WORK ORDER: Could you write out the records below exactly, without omitting a line?
++++++++
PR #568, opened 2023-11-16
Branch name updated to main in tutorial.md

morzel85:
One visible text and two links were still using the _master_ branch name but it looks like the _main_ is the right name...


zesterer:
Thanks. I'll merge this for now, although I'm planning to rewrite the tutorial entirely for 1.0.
++++++++
RESPONSE TO THE TASK:
PR #568, opened 2023-11-16
Branch name updated to main in tutorial.md

morzel85:
One visible text and two links were still using the _master_ branch name but it looks like the _main_ is the right name...


zesterer:
Thanks. I'll merge this for now, although I'm planning to rewrite the tutorial entirely for 1.0.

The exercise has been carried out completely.